昨日は「りんごの木」(代表は柴田愛子さん)という保育について考えるグループの方たちと小渕沢にある「ぐうたら村」へ行ってきました。村は、森の案内人であり写真家である小西貴士さんの活動の場です。柴田さんと小西さんが、活動の中で子どもたちのこれからを考えると分からなくなることが多いのだけれど、私が「生命誌」について書いたものを読むと、これなんだよという答えが見つかると言って下さいました。そこで、森と畑が広がりその先に富士山が見える(はず。実際は雲に隠れていました)気持ちのよい場での一日を共に過ごし、お話し合いをしました。辺りに生えている草をついばみながら、時々コケコッコーと鳴く烏骨鶏の卵が暖かいのです。こんな卵に触ったのはいつのことだったでしょう。これからもお二人とのおつき合いは続きます。

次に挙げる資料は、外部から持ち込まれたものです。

PR #215, opened 2026-06-04
Add enableX402Discovery router toggle

### LINKED ISSUE #205: Add dedicated enableX402Discovery toggle in OAuth router config
## Summary

Surfaced during review of #181 (open finding #5). The new `/.well-known/x402-payment` route is currently gated under the existing `enable_oauth_discovery` config flag in `payments_py/mcp/http/oauth_router.py:147`, so disabling OAuth discovery silently turns off x402 discovery too. They're distinct concerns and should be independently controllable.

## Current shape

```python
# payments_py/mcp/http/oauth_router.py
if enable_oauth_discovery:
    # ... existing oauth metadata routes ...

    @router.get("/.well-known/x402-payment")
    async def x402_payment_discovery() -> JSONResponse:
        ...
```

## Desired shape

Mirror the existing `enable_oauth_discovery` / `enable_client_registration` pattern with a new `enable_x402_discovery: bool = True` config flag, gating only the `/.well-known/x402-payment` handler.

```python
if enable_x402_discovery:
    @router.get("/.well-known/x402-payment")
    async def x402_payment_discovery() -> JSONResponse:
        ...
```

The default stays `True` so existing deployments don't lose the endpoint — but a server that wants x402 discovery without OAuth (or vice-versa) can now configure it independently.

## Related quirk worth fixing in the same PR

Pre-existing, surfaced in the same review thread: `build_server_info_response` always advertises the OAuth + x402 URLs in the server-info payload even when their handlers aren't mounted. Whatever toggle gates the route should also gate the server-info advertisement of that route — otherwise the root response promises endpoints that 404.

## Acceptance criteria

- [ ] `enable_x402_discovery: bool = True` added to the OAuth router config (matching the existing toggle naming convention)
- [ ] Route handler is gated on the new flag
- [ ] `build_server_info_response` only advertises `x402_payment` / `x402_payment_discovery` URLs when the flag is `True` (and analogous for the OAuth keys under `enable_oauth_discovery`)
- [ ] Unit / e2e test covers both states (flag on → endpoint reachable + advertised; flag off → 404 + not advertised)

## Related

- Originated in #181 review
- Stability of the discovery payload itself is being tracked under #203 (broader MCP/x402 spec alignment); this issue is purely about the toggle ergonomics

peterxing:
## Summary
- add an `enableX402Discovery` option alongside the existing OAuth discovery toggle
- gate only `/.well-known/x402-payment` on the x402 toggle
- make server-info advertise OAuth/x402 discovery URLs only when their matching handlers are mounted
- add focused metadata/e2e coverage for enabled and disabled discovery states

Closes #205.

## Verification
- `python -m py_compile payments_py\\mcp\\core\\server_manager.py payments_py\\mcp\\http\\oauth_metadata.py payments_py\\mcp\\http\\oauth_router.py payments_py\\mcp\\types\\http_types.py payments_py\\mcp\\types\\server_types.py tests\\e2e\\mcp_tests\\test_mcp_oauth_server.py tests\\unit\\mcp_tests\\test_oauth_metadata.py`
- `python -m pytest tests\\unit\\mcp_tests\\test_oauth_metadata.py -q`
- `git diff --check`

No wallet signing, paid x402 calls, live settlement, credential use, signup, token movement, or chain writes were performed.


r-marques (commented):

_Reviewed `origin/main...HEAD` (7 files) with the pr-review-toolkit panel: code-reviewer, pr-test-analyzer, type-design-analyzer. Read-only, scoped to the diff._

Clean, well-scoped change: `enableX402Discovery` (default `True`) now gates the `/.well-known/x402-payment` route and its server-info advertisement on its own `if enable_x402_discovery:` block, decoupling it from `enableOAuthDiscovery` (where it was previously nested). Config plumbs end-to-end (`server_manager.py` → `create_oauth_router` → `config` → `build_server_info_response`), advertise/mount parity holds for every toggle combination, and black/imports are clean. No correctness or security issues found.

### 🟡 Should fix (2)
- **Default (both-on) x402 advertisement isn't positively asserted** — `tests/unit/mcp_tests/test_oauth_metadata.py:234` (`test_builds_server_info_with_all_endpoints`) asserts `endpoints["mcp"/"health"/"register"]` but never `endpoints["x402_payment"]`, and `test_includes_oauth_endpoints` never asserts `oauth["x402_payment_discovery"]`. The default-on advertisement therefore has no positive guard: an inverted default (`config.get("enableX402Discovery", False)`) would pass the entire suite. One assertion added to the existing default test closes this. _(pr-test-analyzer, confidence high)_
- **`ServerInfoOAuth.registration_endpoint: Optional[str]` is inconsistent with sibling `str` keys** — `payments_py/mcp/types/http_types.py:456`. The TypedDict is `total=False`, and `build_server_info_response` (`oauth_metadata.py:401-406`) **omits** the key entirely when client registration is disabled — it never sets it to `None`. So `Optional[...]` advertises a `None` state that can't occur. The sibling `x402_payment_discovery` (`:452`) correctly uses plain `str` + conditional omit; aligning `registration_endpoint` to `str` matches the actual semantics. Pre-existing pattern, but this PR is the first code to *build* this TypedDict as a partial dict, which makes it observable. _(type-design-analyzer, confidence medium)_

### 💡 Good to have (4)
- **Call out the default-on behavior flip in the PR description / changelog** — a deployment that set `enableOAuthDiscovery=False` and never set `enableX402Discovery` goes from x402 route *suppressed* → *mounted* after this PR. This is the intended decoupling (and the new e2e test pins it), and it exposes only discovery metadata (no secrets/state), so it's low-risk — but operators who deliberately disabled OAuth discovery may be surprised. _(code-reviewer, confidence 0.9)_
- **`enableHealthCheck` / `enableClientRegistration` advertisement gating is now untested** — `oauth_metadata.py:35-38` newly makes `endpoints["health"]`/`endpoints["register"]` conditional (previously unconditional), but no test toggles those off and asserts absence. These are touched lines, so a regression would be unguarded. _(pr-test-analyzer, confidence medium)_
- **Convert the `oauth_info.update({...})` block to direct key assignments** — `oauth_metadata.py:394-400`. A typo'd key inside a `.update()` literal slips past TypedDict key-checking, whereas the direct `oauth_info["..."] = ...` form two lines below would flag it. Uniformity + slightly stronger checking. _(type-design-analyzer, confidence medium)_
- **Optional docs mention** — `docs/api/09-mcp-integration.md` documents the discovery endpoints but not the toggles; the existing `enableOAuthDiscovery` is also undocumented, so adding only the new flag would be inconsistent. A short "discovery endpoints can be toggled via `enableOAuthDiscovery` / `enableX402Discovery`" note would be a nice future addition, not a gap. _(code-reviewer, confidence 0.55)_

### ✅ Strengths
- **Toggle-matrix coverage is the strongest part** — the four quadrants (both-off, oauth-off/x402-on, x402-off/oauth-on) are pinned at both unit and e2e level, asserting both the 404/200 route behavior **and** the server-info advertisement, so route↔advertisement drift can't slip through silently. The decoupling regression (x402 surviving `enableOAuthDiscovery=False`) — the PR's highest-risk behavior — is double-guarded.
- **Fixes a latent pre-existing mismatch** — `build_server_info_response` previously advertised `health`/`register`/OAuth-metadata unconditionally even when those toggles were off; the new conditional `endpoints`/`oauth_info` dicts now gate them, so advertised endpoints match mounted routes.
- **Clean, backward-compatible test-helper refactor** — `create_and_start_server(port, start_options=None)` with `options.update(start_options or {})`.
- **Consistent defaults** — all three read sites use `.get("enableX402Discovery", True)`, so the documented default is honored uniformly with no skew. TypedDict field added in all three config types with matching docstrings; no `pyproject.toml` version bump (correct per release process).

peterxing:
Addressed the two should-fix items in `72eb7c843b5732781750c3ff8a206a0d3fbafca9`:

- Added a default-on assertion for x402 discovery advertisement so `x402_payment` / `x402_payment_discovery` stay guarded when both discovery toggles use defaults.
- Aligned `ServerInfoOAuth.registration_endpoint` with the partial `TypedDict` semantics by typing it as `str`, matching the existing omit-when-disabled behavior.

I also re-ran focused local verification before pushing: `python -m py_compile ...`, `python -m pytest tests/unit/mcp_tests/test_oauth_metadata.py -q`, and `git diff --check`.

r-marques (approved):

r-marques:
Thanks for the contribution, @peterxing! 🙌

These changes shipped in the [**v1.12.0** release](https://github.com/nevermined-io/payments-py/releases/tag/v1.12.0) — `enableX402Discovery` is now available to decouple x402 payment discovery from OAuth discovery. Appreciate the clean, well-tested PR!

帰宅後、お友達が興奮した声で電話をくれました。大阪で行われた坂東玉三郎さんの「お話と素踊り」に行ったら、そこで玉三郎さんが「生命誌の中村桂子さんがこう言ってると話さはったのよ」という報告です。先日、機会があってお話をした時に、「今の社会は未来を考えることが難しいけれど、絶望してはいけないので、一人一人ができることをしていくことですね」ということで意見の一致を見て、そこに生命誌を生かそうとなったのです。

夕方、郵便で届いた雑誌のドリアン助川さんの連載『動物哲学童話』(愛読しています)では、オオアリクイのぺロリン君が、原始細胞に始まる38億年の歴史を思いながら「頭がよくても、殺し合いをやめられない生きものもいます」と言います。早速、この生きものは本当に頭がよいのでしょうかという問いを、ペロリン君、つまりドリアンさんにメールで送りました。私の本を読んで「生命誌を生かして書きますよ」と言って下さっているので、次回が楽しみです。

保育、自然教育、舞台、小説と、科学だけで考えていたのでは決して広がらない世界を作って下さる方たちは本当に大事です。すべてが生命誌です。

絶望しないで、とんでもない殺し合いなどしない社会へ向けて何かをしていくことで、子どもの笑顔がたくさんになりますように。そう思いながら、いつになく豊かな気持ちで床に着きました。